The diet itself wasn’t that bad. You just have to be creative. Find what fits for you and stick with it. The exercise plan was brutal for me. I’ve been a runner for years and Fit Quest’s classes made me find muscles I didn’t know I had. I did have problems with the amount of sit ups required. I really did try to do all of them, but some days, I just couldn’t. Overall, by the 4th week of the challenge, my body started to get tired. I was moody, cranky and hungry for something different (really I missed fruit).
I weighed out on the morning of my 28th day. It was over. Unfortunately, I went back to that “I’ll get back on it tomorrow” mentality. The holiday binge commenced and my health put me in the E.R. with a migraine just one week later. I knew I needed to make a change and tried, but had trouble shutting up the voice in my head. The next month, I caught the crud going around (and still have it) which made me miss two weeks of training. It sucked because I felt I let not only myself down, but I let Robert down.
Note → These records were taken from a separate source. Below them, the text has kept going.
PR #2214, opened 2023-01-18
(Partially?) Fix building for macOS

implicitfield:
These changes fix two build failures that currently occur when building for macOS.
I also had to revert https://github.com/chromium/chromium/commit/cb5ad37, not sure whether that commit works upstream or not.

### DIFF
--- a/patches/core/ungoogled-chromium/fix-building-without-safebrowsing.patch
+++ b/patches/core/ungoogled-chromium/fix-building-without-safebrowsing.patch
@@ -1972,6 +1972,17 @@
  }
  
  std::unique_ptr<content::WebContentsViewDelegate> CreateWebContentsViewDelegate(
+--- a/chrome/browser/ui/views/tab_contents/chrome_web_contents_view_delegate_views_mac.mm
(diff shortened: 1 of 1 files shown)


kramred (approved):
Thanks, good work. 
I probably won't have time to act as a maintainer for the macOS repo any more, would you possibly be up to take that role?

PF4Public:
@implicitfield Will these changes somehow affect other platforms?

kramred:
Alternatively these changes could be migrated to the macOS repo.

PF4Public:
> I have no problem with moving these patches to the macOS repo if that is a more appropriate place for them.

I'd like to hear from @Ahrotahn about that.

Ahrotahn (approved):
This looks good to me!  The changes built and ran without issue on my end.  

I think it's fine to have these changes in this repo.  I'm surprised the problem fixed in the first commit hadn't caused any issues before now, and the second has more to do with safebrowsing than it does with platform-specific building for mac.

PF4Public (approved):

PF4Public:
Thanks!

I was able to take off the weight, but the underlying issues were still there. Work in progress.
- 22 pounds lost
- 4.5% body fat lost
- 19 inches lost
- 1st overall female in the 40+ women’s age bracket
- 1st overall female in the women’s bracket – $100 prize!
New year. New challenges. First let me say I’m not one to make resolutions in January. I’ve made them before and when I failed at it, I was disappointment in myself. I put together a list of things I would like to have happen:
- I want the body I had when I first started running back.
- I want to be able to run another marathon (already in the lottery for the Lincoln Marathon 2015).
- I want to gain control over my migraines.
- I want to reduce the amount of medicines I take each day.
- I want to be happy.
After the last challenge, I know I can get all five items.
I just need to take that first step. I did yesterday when I signed up for the next 30 day challenge. Bring it!